┏━━

Issue #928, opened 2019-03-14
Prompts for authentication for each new repo


bk2204:
I have multiple repositories using VFSforGit stored on the same server. Each time I try to clone a new repository with `gvfs clone`, I'm prompted to log in again and must enter my username, password, and a 2FA code.

Instead, VFSforGit should prompt once to acquire a personal access token and store it in the credential manager for reuse across all repositories on that server, as upstream Git does. If the user requires different credentials for different repositories, then they can set the `credential.useHttpPath` option in their configuration to specify this, and VFSforGit can then prompt them each time.

jamill:
Hi!

Great feedback. We effectively force `credential.useHttpPath` for all of our VFS4G repositories currently, as some remotes require it to authenticate as expected - in particular internal repositories that we support. This is unnecessary (and has negative consequences) in general.

I think one option is for our team to handle setting the `useHttpPath` as an internal concern (e.g. in our internal setup) rather than pushing this behavior into the general behavior for VFSForGit.

jamill:
Addressed with #939

PR #939, opened 2019-03-15
Fix credential interactions

### LINKED ISSUE #916: VFSForGit does not erase credentials on Authentication failures
VFSForGit has logic to erase and re-acquire crendentials if VFSForGit fails to authenticate against the service, but this appears to not be working.

Initial investigation indicates the problem is that VFSForGit made a change to use the full URL when acquiring credentials `usehttppath=true`, but this same setting is not used when erasing credentials.

jamill:
In testing, there were 2 changes necessary to reject credentials:

1) Make sure the `usehttppath` option is specified, so that the credential lookup and rejection use the same context

2) The call to reject credentials with username / password was not rejecting the credential (with GCM 1.18.5).

Additionally, since `usehttppath` only needs to be applied to `https://dev.azure.com` urls, we scope this setting. This should improve the experience when other remote URLs are used.

Fixes #916, #928  
Related: #949

### DIFF
--- a/GVFS/GVFS.Common/Git/GitProcess.cs
+++ b/GVFS/GVFS.Common/Git/GitProcess.cs
@@ -179,7 +179,7 @@ namespace GVFS.Common.Git
             string stdinConfig = sb.ToString();
 
             this.InvokeGitOutsideEnlistment(
-                "credential reject",
+                GenerateCredentialVerbCommand("reject"),
                 stdin => stdin.Write(stdinConfig),
                 null);
         }
@@ -195,7 +195,7 @@ namespace GVFS.Common.Git
             string stdinConfig = sb.ToString();
 
             this.InvokeGitOutsideEnlistment(
-                "credential approve",
+                GenerateCredentialVerbCommand("approve"),
                 stdin => stdin.Write(stdinConfig),
                 null);
         }
@@ -269,7 +269,7 @@ namespace GVFS.Common.Git
             using (ITracer activity = tracer.StartActivity("TryGetCredentials", EventLevel.Informational))
             {
                 Result gitCredentialOutput = this.InvokeGitAgainstDotGitFolder(
-                    $"-c {GitConfigSetting.CredentialUseHttpPath}=true credential fill",
+                    GenerateCredentialVerbCommand("fill"),
                     stdin => stdin.Write($"url={repoUrl}\n\n"),
                     parseStdOutLine: null);
 
@@ -758,6 +758,11 @@ namespace GVFS.Common.Git
             {
                 this.executingProcess = null;
             }
+        }
+
+        private static string GenerateCredentialVerbCommand(string verb)
+        {
+            return $"-c {GitConfigSetting.CredentialUseHttpPath}=true credential {verb}";
         }
 
         private static string ParseValue(string contents, string prefix)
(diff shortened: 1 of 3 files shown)


GVFS/GVFS.Common/Git/GitProcess.cs
```diff
@@ -179,7 +179,7 @@ public virtual void RejectCredentials(string repoUrl, string username = null, st
             string stdinConfig = sb.ToString();
 
             this.InvokeGitOutsideEnlistment(
-                "credential reject",
+                GenerateCredentialVerbCommand("reject"),
```
jeschu1: How easy/hard would it  be to add unit tests in this space?

jeschu1: @mjcheetham hahaha perfect :-)

jamill:
@turbonaitis - this should address the issues you brought up in #949

GVFS/GVFS.Common/Git/GitProcess.cs
```diff
@@ -760,6 +755,11 @@ public Process GetGitProcess(string command, string workingDirectory, string dot
             }
         }
 
+        private static string GenerateCredentialVerbCommand(string verb)
+        {
+            return $"-c {GitConfigSetting.CredentialUseHttpPath}=true credential {verb}";
```
kewillford: Why are we not just setting this in the git config for the repo?  It shouldn't affect other git commands right? And should only be used for `dev.azure.com`?  Maybe we should check the repo url on clone and mount and set it in the config?  How will this affect clones done against GitHub?

jamill: Thanks Kevin -

> Why are we not just setting this in the git config for the repo?

1) It is set on mount
2) Not all config commands that deal with credentials are run in the context of a repository.

> And should only be used for dev.azure.com

It is scoped to dev.azure.com, so will only affect dev.azure.com urls. Maybe tweaking the variable name would make this more clear? There could be a discussion about whether we should even set this if we know the URL is not a dev.azure.com URL, but:

1) It doesn't hurt to always set this (git will take it and only apply it to the expected urls)
2) It is arguably more consistent to always apply this in VFS4G
3) It is closer to where we want to end eventually

kewillford: Okay thanks Jameson.  Can we just make add this to the const and not have this helper method like so
`public const string CredentialUseHttpPath = "-c credential.\"https://dev.azure.com\".useHttpPath=true";`
And then use a
`$"{CredentialUseHttpPath} credential fill"` etc in the invocations of git?

GVFS/GVFS.UnitTests/Git/GitAuthenticationTests.cs
```diff
@@ -262,19 +262,19 @@ private MockGitProcess GetGitProcess()
             int approvals = 0;
             int rejections = 0;
             gitProcess.SetExpectedCommandResult(
-                "-c credential.useHttpPath=true credential fill",
+                "-c credential.\"https://dev.azure.com\".useHttpPath=true credential fill",
```
kewillford: Add `const` for `-c credential.\"https://dev.azure.com\".useHttpPath=true` to use in all the tests?

GVFS/GVFS.Common/Git/GitProcess.cs
jamill: I like this suggestion, but we also use the the setting name directly in `TrySetRequiredGitConfigSettings`:

```
{ GitConfigSetting.CredentialUseHttpPath, "true" },
```

kewillford: Then how about another `const` for `CommandLineDevAzureCredentialUseHttpPath` that is
`$"-c {CredentialUseHttpPath}=true";` or similar?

┗━━

### Task item
Pick every line of the data that includes the string "internal".

### Task answer
Great feedback. We effectively force `credential.useHttpPath` for all of our VFS4G repositories currently, as some remotes require it to authenticate as expected - in particular internal repositories that we support. This is unnecessary (and has negative consequences) in general.
I think one option is for our team to handle setting the `useHttpPath` as an internal concern (e.g. in our internal setup) rather than pushing this behavior into the general behavior for VFSForGit.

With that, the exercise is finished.